Exportação de animais vivos viola direitos e pode promover novas pandemias

Ao enviar animais para serem abatidos no exterior, Brasil é um dos principais mercados dessa atividade precária, vetada em diferentes países

Apesar de o vírus causador da pandemia de Covid-19 ter se tornado evidente no fim de 2019, os coronavírus já eram conhecidos há bem mais tempo pelos especialistas por sua alta capacidade de mutação. O público pouco sabe, no entanto, que eles são uma presença comum entre os animais transportados vivos entre países – e essa é só uma das problemáticas envolvendo esse tipo de comércio. 

Ainda na década passada, uma pesquisa publicada em 2008 mostrou que 13% dos bovinos que viajam em navios para serem abatidos em outros territórios possuíam algum tipo de coronavírus.
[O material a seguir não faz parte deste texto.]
PR #3212, opened 2022-06-09
issue 3198

### LINKED ISSUE #3198: HWUI: Sound (Sub) Screen navigation - proposal
The Sound Screen has several Sub Screens: (Part), Voices, Master (Scale).
Currently, only the Mono Sub Screen has a consistent implementation of back-navigation via SB3 (back...). The Unison Sub Screen only implements SB3 for the first two parameters.
The back-navigation could also be extended to the Part/Master Sub Screens.

schlenkibus:
addded 'back..' button to all applicable parameters in soundscreen submenus

closes #3198

### DIFF
--- a/projects/epc/playground/src/proxies/hwui/panel-unit/boled/parameter-screens/ModulateableDualVoiceGroupMasterAndSplitPointLayout.cpp
+++ b/projects/epc/playground/src/proxies/hwui/panel-unit/boled/parameter-screens/ModulateableDualVoiceGroupMasterAndSplitPointLayout.cpp
@@ -14,6 +14,8 @@
 #include <sigc++/adaptors/hide.h>
 #include "device-settings/Settings.h"
 #include "device-settings/SplitPointSyncParameters.h"
+#include "use-cases/EditBufferUseCases.h"
+#include "use-cases/SettingsUseCases.h"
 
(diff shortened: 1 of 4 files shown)


MatthiasSeeber (changes requested):
- [x] Voices, Mono and Unison Sub Screens are good

### Scale Sub Screen:

- [ ] SB3 "back ..." leads back to (root) Sound Screen instead of leading one step back to Master Screen
- [ ] SB1 "Master ..." would then be obsolete
- [x] Base Key Parameter lacks SB3 "back ..."

The requested changes seem the most generic and simple/user-friendly to me. However, this will require higher-level approval than just mine.

### Part Screen:
- [x] Part Volume (Split/Layer), Fade From, Fade Range (both Layer) lack SB3 "back ..."

schlenkibus:
Crash Report:
- [ ] init sound
- [ ] hwui: single -> convert to split -> to layer -> convert to Single

schlenkibus:
Open Question is still how we want the Scale Layout to look like. Either allow a back.. button or a Master... one but not both.

MatthiasSeeber (approved):

schlenkibus:
Removed back.. Button from Postion C in Scale Layouts and renamed Master.. Button_A to back..
This changes were made after a discussion with Stephan.

PR #3213, opened 2022-06-09
added CC64-CC69 Continuous Pedal Options

### LINKED ISSUE #2822: MIDI: CC64 - CC 69 auch "Continuous"
Für die CCs 64 bis 69 zusätzlich zu den jeweiligen "switching" Befehlen, auch die Möglichkeit geben, kontinuierliche Befehle zu schicken.

In der Auswahl zusätzlich zu "Switching" dann jeweils noch ein Eintrag mit "Continuous".

schlenkibus:
closes #2822


MatthiasSeeber (changes requested):
I tested MIDI Input via IDE and found that:

- [x] CC64 cont. will be received and control the assigned Pedal (like CC64 sw. already does)
- [ ] however, the switch-like behavior is still present (in UI and Synth)

As suspected in previous discussions, the continuous behavior requires being handled separately and accordingly by the EventStage. So, I'd suggest having another discussion/code review about this.

- [x] untested: does MIDI Out work?

projects/epc/audio-engine/src/synth/input/InputEventStage.cpp
```diff
@@ -961,6 +961,13 @@ void InputEventStage::onMIDIHWChanged(MIDIDecoder *decoder)
         const auto msb = hwRes.undecodedValueBytes[0];
         const auto lsb = hwRes.undecodedValueBytes[1];
         float realVal = processMidiForHWSource(m_dspHost, hw, msb, lsb);
+
+        const auto isPedal = hw >= HardwareSource::PEDAL1 && hw <= HardwareSource::PEDAL4;
+        if(isPedal && m_options->isSwitchingCC(hw))
```
MatthiasSeeber, line 966: I am not sure if this will suffice. As far as I can tell, `MidiRuntimeOptions::isSwitchingCC` will only take the CC Number into account, but the distinction between switch/countinous doesn't seem to be made.

schlenkibus: We are comparing the MIDI-Settings for each Hardware source, so we will check for only the CC64-CC69 Switching. As the continuous setting entries are different enum-items

MatthiasSeeber (approved):

PR #3215, opened 2022-06-14
3100

### LINKED ISSUE #3100: Recall, Boled on returning Source: reflect discrepancy to return position
A returning HW Source can be recalled in an arbitrary position - the MCs will reflect that. On the Boled, chaning a returning Source will produce a "!" sign, indicating the discrepancy to the return position.

When a Preset is loaded and a returning Source is visible on the Boled, the "!" sign should be indicated, when the source position differs from the return position.

schlenkibus:
added takeover of m_lastChanged from HUWI on Presetload, If the parameter was changed from hwui before the ! will not be removed on preset load and if the focus stayed the same (preset was loaded via webui or base-unit). closes #3100

### DIFF
--- a/projects/epc/playground/src/parameters/PhysicalControlParameter.cpp
+++ b/projects/epc/playground/src/parameters/PhysicalControlParameter.cpp
@@ -98,6 +98,7 @@ Glib::ustring PhysicalControlParameter::getDisplayString() const
 
 void PhysicalControlParameter::loadFromPreset(UNDO::Transaction *transaction, const tControlPositionValue &value)
 {
+  m_changingFromHWUI = m_lastChangedFromHWUI;
   m_returnModeBeforeLastLoad = getReturnMode();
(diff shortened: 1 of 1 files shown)


MatthiasSeeber (approved):
- when changing a returning source via the HWUI and then loading a new preset:
  - previously, the '`!` disappeared
  - [x] now, the `!` survives
- when the source is changed via WebUI or physical source or MIDI, no `!` will be indicated

The ticket intention was more to indicate that a returning source differs from its return position _(regardless of the event source - which the current implementation of the `!` does not really cover or was intended to do)_. If we still want to indicate this somehow, a better concept is needed.

Edit: I noticed, that often, the `!` is not indicated on the first Coarse Inc/Dec step (which seems to work for the Fine mode). Plus, no `F` is indicated for Fine Mode on HW Sources. (Maybe new Tickets?)

PR #3241, opened 2022-07-05
Use new param db

schlenkibus:
This PR provides a [`YAML`](https://yaml.org/)-based replacement for our Parameter Definitions (`./projects/shared/parameter-db`), _see [`./projects/shared/configuration`](https://github.com/nonlinear-labs-dev/C15/tree/use-new-param-db/projects/shared/configuration) for more details_.

Here is a quick overview:

- new project dependency: [`podman`](https://podman.io/getting-started/installation) _(for testing the configuration only without invoking the build process: [readme](https://github.com/nonlinear-labs-dev/C15/blob/use-new-param-db/projects/shared/configuration/readme.md))_
- [x] all (former spreadsheet) definitions have been replaced by (weakly typed) yaml files
- [x] compile errors have been fixed
- [x] a dockerized typescript-based process parses these files and provides string replacements for several `*,in.*` files _(such as cpp headers etc.)_, generated code artifacts are reachable from within the C15 project
- [x] validation: the process performs lots of "sanity" checks to validate the yaml input, an additional g++ compilation verifies, that provided code compiles
- [x] enhancements: the parameter definitions for cpp now also include Enums and Descriptors for DisplayScalingTypes and ParameterGroups _(more to come in the future)_
- the integration of further enhancements is of course possible and intended, but requires some knowledge about the yaml and typescript structure
- the original spreadsheet is still available, for legacy purposes _(not everything from the sheet has been transferred to yaml, only the essential stuff)_


projects/shared/configuration/CMakeLists.txt
```diff
@@ -0,0 +1,33 @@
...
+        DEPENDS copy-results-to-source.sh
+        OUTPUT .build-headers
+        COMMAND rm -rf ${CMAKE_CURRENT_SOURCE_DIR}/generated
+        COMMAND bash ${CMAKE_CURRENT_SOURCE_DIR}/build-in-docker.sh ${CMAKE_CURRENT_SOURCE_DIR} ${PROJECT_BINARY_DIR}
+        COMMAND touch .build-headers
+)
+
+add_custom_target(
+        configuration
+        ALL
```
hhoegelo, line 30: Do we need 'ALL' here? I think, the dependencies to 'configuration' should rather be explicit.

projects/shared/configuration/Dockerfile
```diff
@@ -0,0 +1,14 @@
+FROM ubuntu
```
hhoegelo, line 1: Please pin the version to something that we know is working

projects/shared/configuration/Dockerfile
```diff
@@ -0,0 +1,14 @@
...
+
+RUN apt-get update
+RUN apt-get install -y nodejs npm gcc build-essential
+
+RUN mkdir -p /tmp/package
+COPY package.json /tmp/package/package.json
+RUN npm install -g typescript
+RUN npm install -g /tmp/package
+
+CMD cd /sourceDir && bash process.sh && bash copy-results-to-source.sh /sourceDir /binaryDir
```
hhoegelo, line 14: Using 'sourceDir', 'binaryDir' and the shell scripts in the Dockerfile, even though all those things are undefined at this place and injected only by the 'run'-command seems a bit dirty to me. Consider removing the CMD and instead change the run command accordingly:

podman run -v "$sourceDir":/sourceDir -v "$binaryDir":/binaryDir nl-configuration-build-container "/sourceDir/process.sh && /sourceDir/copy-results-to-source.sh /sourceDir /binaryDir"

hhoegelo (approved):

PR #3248, opened 2022-07-07
Use param db broken

schlenkibus:
initial push to use new parameter db items (Display Scaling Type for Value and Modulation Amount)


projects/epc/playground/src/proxies/audio-engine/AudioEngineProxy.cpp
```diff
@@ -240,6 +240,10 @@ nltools::msg::SinglePresetMessage AudioEngineProxy::createSingleEditBufferMessag
     {
       //Ignore
     }
+    else if(auto scaleGroup = dynamic_cast<ScaleGroup*>(g))
+    {
+      //Ignore
+    }
```
MatthiasSeeber, line 246: I am not sure here, but is there a reason to ignore the Scale Group in a Single Preset? (Scale is present in any Sonud Type)

MatthiasSeeber (approved):
The code reduction with the new approach seems to be worth it. A superficial first test with running Playground and AudioEngine revealed no issues. We may still want to clarify some things (see comments).

projects/epc/playground/src/proxies/audio-engine/AudioEngineProxy.cpp
schlenkibus: Good Catch, the scale group would never show up, as long as the VoiceGroup will be Global. The parameters are processed by `fillMessageWithGlobalParams`.

projects/epc/playground/src/parameters/scale-converters/LinearBipolar160StScaleConverter.cpp
```diff
@@ -0,0 +1,10 @@
+#include "LinearBipolar160StScaleConverter.h"
+
+LinearBipolar160StScaleConverter::LinearBipolar160StScaleConverter()
+    : LinearScaleConverter(tTcdRange(-7500, 7500), tDisplayRange(-160, 160), PitchDimensionCoarse::get())
```
MatthiasSeeber, line 4: The chosen TcdRange (btw, do we still need that?) is inadequate. It should be an integer multiple of the Fine resolution. So, a TcdRange of +/-8000 (= 5 * 1600) should suffice.

MatthiasSeeber (commented):
I may be wrong here, but I think there are some flawed TcdRanges (see example).

MatthiasSeeber (approved):

PR #3256, opened 2022-08-03
move state from HWUI to own Manager

schlenkibus:
moved HWUI VoiceGroup and HWUI Load to Part data into own class owned by application. HWUI now holds less state that the real playground-lib used to call into, which would be a problem for the C16 without the HWUI


projects/epc/playground/src/proxies/hwui/HWUIActions.cpp
```diff
@@ -3,8 +3,9 @@
 #include "TestLayout.h"
 #include <presets/PresetManager.h>
 #include <libundo/undo/Scope.h>
+#include <Application.h>
 
-HWUIActions::HWUIActions(UpdateDocumentContributor* parent, HWUI& hwui, EditBuffer& eb)
+HWUIActions::HWUIActions(UpdateDocumentContributor* parent, HWUI& hwui, EditBuffer& eb, Application* app)
```
hhoegelo, line 8: If only the VGManager is used here, we could directly pass it instead of introducing a dependency to Application.

projects/epc/playground/src/proxies/hwui/HWUIActions.h
```diff
@@ -5,9 +5,12 @@
 #include <http/ContentSection.h>
 #include <http/SectionAndActionManager.h>
 #include "HWUI.h"
+#include "use-cases/VoiceGroupAndLoadToPartManager.h"
+
+class Application;
```
hhoegelo, line 10: Pls remove forward decl of Application, if not needed anymore

projects/epc/playground/src/proxies/hwui/HWUIActions.h
```diff
@@ -5,9 +5,12 @@
 #include <http/ContentSection.h>
 #include <http/SectionAndActionManager.h>
 #include "HWUI.h"
+#include "use-cases/VoiceGroupAndLoadToPartManager.h"
```
hhoegelo, line 8: pls replace include with forward decl of VoiceGroupAndLoadToPartManager

PR #3263, opened 2022-08-18
3023

### LINKED ISSUE #3023: BOLED + WebUI: An den vier Pedal-Parametern sollte im Zustand "Off" eine kleine Markierung gezeigt werden.
"Off" kann in den Menüs der Pedal-Settings eingestellt werden. Die Signale an den Pedalbuchsen werden dann ignoriert.
Die Bedienung der Parameter über die UI und über MIDI sollte trotzdem möglich bleiben.

Wir müssen uns ein kleines Zeichen (Pedalsymbol (?) mit "X" oder "Off") überlegen, dass neben dem Parameter-Slider eingeblendet wird.

schlenkibus:
closes #3023, for now without extra symbols and with the textual (off) suffix for pedals instead

@nonlinear-labs is that okay with you for now, that we are not using a new symbol, but rather append the (off) suffix to the parameter name?

- [x] yes, keep it like this
- [ ] yes (for now), but we will add a new symbol later
- [ ] no, wait for a new symbol
- [ ] no, here is the new symbol: (enter link here)
- [ ] no, we don't want this feature anymore


projects/epc/playground/src/parameters/PedalParameter.h
```diff
@@ -37,11 +40,13 @@ class PedalParameter : public PhysicalControlParameter
...
  private:
+  void onPedalTypeChanged(const Setting* s);
   const ScaleConverter *createScaleConverter() const;
   void sendModeToPlaycontroller() const;
   void setRoutersModeAccordingToReturnMode();
   bool isLocalEnabled() const override;
 
   PedalModes m_mode = PedalModes::STAY;
   tUpdateID m_updateIdWhenModeChanged = 0;
+  bool m_isHardwareDisabled = false;
```
hhoegelo, line 51: what is that boolean used for?

projects/epc/playground/src/groups/HardwareSourcesGroup.cpp
```diff
@@ -12,69 +12,74 @@ HardwareSourcesGroup::HardwareSourcesGroup(ParameterGroupSet* parent, Settings*
...
+                                                  ScaleConverter::get<Linear100PercentScaleConverter>()));
+}
+
+HardwareSourcesGroup::~HardwareSourcesGroup()
+{
+}
+
+void HardwareSourcesGroup::init()
+{
+  for(auto pedalID : { getPedal1ParameterID(), getPedal2ParameterID(), getPedal3ParameterID(), getPedal4ParameterID() })
```
hhoegelo, line 70: I think this could be written more easy to read and less complicated to executed, e.g.:

```suggestion
findAndCastParameterByID<PedalParameter>(getPedal1ParameterID())->init(settings.getSetting("Pedal1Type"));
findAndCastParameterByID<PedalParameter>(getPedal2ParameterID())->init(settings.getSetting("Pedal2Type"));
findAndCastParameterByID<PedalParameter>(getPedal3ParameterID())->init(settings.getSetting("Pedal3Type"));
findAndCastParameterByID<PedalParameter>(getPedal4ParameterID())->init(settings.getSetting("Pedal4Type"));
```


You would not only save a loops and branches here, but also in PedalParameter.

projects/epc/playground/src/parameters/PedalParameter.h
hhoegelo, line 51: MOT: I am not a big fan of this data duplication - in my opinion we should store a reference to the according setting here. The signal connection could just invoke invalidate without changing internal state (onPedalTypeChanged can be dropped then). The getXYZName methods could ask the setting for the current state.

projects/epc/playground/src/groups/HardwareSourcesGroup.cpp
```diff
@@ -12,69 +12,74 @@ HardwareSourcesGroup::HardwareSourcesGroup(ParameterGroupSet* parent, Settings*
...
+  auto ribbon2 = appendParameter(
+      new RibbonParameter(this, getLowerRibbonParameterID(), ScaleConverter::get<Linear100PercentScaleConverter>()));
 
   appendParameter(new HardwareSourceSendParameter(this, *ribbon2, getRibbon2SendID(),
-                                                  ScaleConverter::get<Linear100PercentScaleConverter>(), 0.5, 100, 1000,
-                                                  m_settings));
+                                                  ScaleConverter::get<Linear100PercentScaleConverter>()));
+}
+
+HardwareSourcesGroup::~HardwareSourcesGroup()
```
hhoegelo, line 64: Do we need a destructor for this class? If so, can we use the default dtor?

projects/epc/playground/src/parameters/PedalParameter.h
```diff
@@ -10,8 +10,9 @@ class PedalParameter : public PhysicalControlParameter
   typedef PhysicalControlParameter super;
 
  public:
-  using super::super;
```
hhoegelo, line 13: The change to an explicit constructor is unnecessary, no?

hhoegelo:
Sorry I always ignored this PR when I saw (1 of 5 tasks done), only now I noticed that this are not really tasks....

hhoegelo (changes requested):
see comments

schlenkibus:
move addParameter from constructor to init()

schlenkibus:
@hhoegelo fixed-up

hhoegelo (approved):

Desde então, o problema ganhou novos contornos. 

Em 2019, às vésperas da pandemia de Covid-19, o Centro de Controle e Prevenção de Doenças dos Estados Unidos (CDC) descobriu que esse tipo de vírus estava entre as dez infecções mais comuns entre os animais exportados vivos pelo mundo.

O pesquisador de medicina veterinária na Universidade de Ghent, na Bélgica, Jeroen Dewulf, é autor de diversos estudos na área e afirma: “Existem vários fatores de propagação de doenças, mas os animais vivos são a maior fonte de infecção”. Segundo ele, alguns organismos podem ser transmitidos pela carne, “mas é muito mais eficiente a propagação por animais”.

A questão é tão preocupante que, por esse e motivos de bem-estar animal, países mundo afora têm restringido a exportação de animais vivos. Os mais recentes deles foram o Reino Unido e a Austrália. Recentemente, a câmara alta britânica aprovou um projeto de lei com proibições à prática; e o governo australiano prevê zerar a exportação de ovelhas até 2028

Com isso, o assunto pode tomar novo fôlego no debate público. 

Menor custo humano, alto preço animal

As estimativas dão conta que cerca de 10,8 milhão de animais tenham sido exportados vivos no mundo em 2021, de acordo com a base de dados da Organização das Nações Unidas para a Alimentação e a Agricultura. Desse total, somente dos portos brasileiros, saíram mais de 80 mil em direção a outros países. 

Existem diferentes motivações para esse tipo de comércio. Mas, em sua maioria, as nações que encomendam animais vivos, o fazem pela conveniência logística e baixo custo – e encontram mercados como o brasileiro para atender a essa demanda. Enquanto a exportação de carne necessita de um complexo frigorífico bem gerenciado, o transporte de animais pode ser realizado sem maiores dificuldades para os humanos à primeira vista. 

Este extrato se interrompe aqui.